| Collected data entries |
PR #1687, opened 2026-07-01
chore: remove the build performance hack which is no longer needed

garethbowen:

CI

?

none

none

### DIFF
--- a/.github/workflows/tests.yml
+++ b/.github/workflows/tests.yml
@@ -91,12 +91,6 @@ jobs:
     timeout-minutes: 20
     runs-on: ubuntu-latest
     steps:
-
-    # This one weird trick speeds up every build!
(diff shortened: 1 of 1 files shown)


alxndrsn:
How do we know it's no longer needed?

garethbowen:
Going off this comment: https://github.com/actions/runner/issues/4030#issuecomment-3551022523

Then tracing the build log we see:

```
2026-07-01T05:27:58.6369740Z Processing triggers for man-db (2.12.0-4build2) ...
2026-07-01T05:27:58.6393305Z Not building database; man-db/auto-update is not 'true'.
```

It's not building the db based on some upstream setting. As long as they don't regress we don't need to also do this trick.

alxndrsn (approved):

| The task |
Filter the data above down to lines with the word "needed", and copy them.

| Reply to the task |
chore: remove the build performance hack which is no longer needed
How do we know it's no longer needed?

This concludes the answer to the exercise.